Chunky Fingers: a love story

(first posted in December 2013)

There was an awkward period of time when, for the life of me, I couldn’t define the nature of the relationship between me and my future husband.

We met when we were both graduate students in New York City. We were in a singing group, and soon started spending a lot of time together outside of rehearsal. At first we hung out with a group of singers. Eventually, we started doing things on our own.

“So are you dating?” my sisters would ask me on the phone.

“Ummm…I’m really not sure,” I would reply.

I was getting some seriously mixed signals.

“You have the hands of a pianist,” he remarked one day.

I instantly understood that he was trying to flatter me. I imagined all of the things he was surely thinking…Your hands are so elegant! Your fingers are so long and tapered!


As he was obviously trying to find a pretext for paying me a compliment, I obligingly gave him the opening.

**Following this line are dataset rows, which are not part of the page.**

PR #5110, opened 2025-09-23
🌱 chore: enforce internal package import aliases

bavarianbidi:
As we have some inconsistency on few aliased imports (typo, different alias naming) which also leads to using wrong packages in one/two code path

### DIFF
--- a/.golangci.yml
+++ b/.golangci.yml
@@ -13,6 +13,7 @@ linters:
     - goconst
     - gocyclo
     - govet
+    - importas
     - ineffassign
     - lll
     - misspell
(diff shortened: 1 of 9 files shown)


.golangci.yml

“Really? You think?…What do pianists’ hands look like?”

“Well, they have really chunky fingers,” he replied promptly and earnestly.


It never ends well when my husband and I discuss how the nature of our relationship was eventually clarified, but the resolution once again involved my hand. As I remember it, one day we were walking down Broadway, about to cross 113th St., when he held out his hand for me to hold. I took it, and that was that. From that moment, we both knew that we weren’t just really good friends who happened to take note of each other’s physical traits…We were dating.

My husband remembers it differently. One day he had the nerve to imply that I had made the first move.

“What?!” I protested, “You’re the one who grabbed my hand! Remember?”

“It was icy. I was just holding out my hand to help you down off the sidewalk,” he replied, “And then I was really happy, because you kept holding my hand.”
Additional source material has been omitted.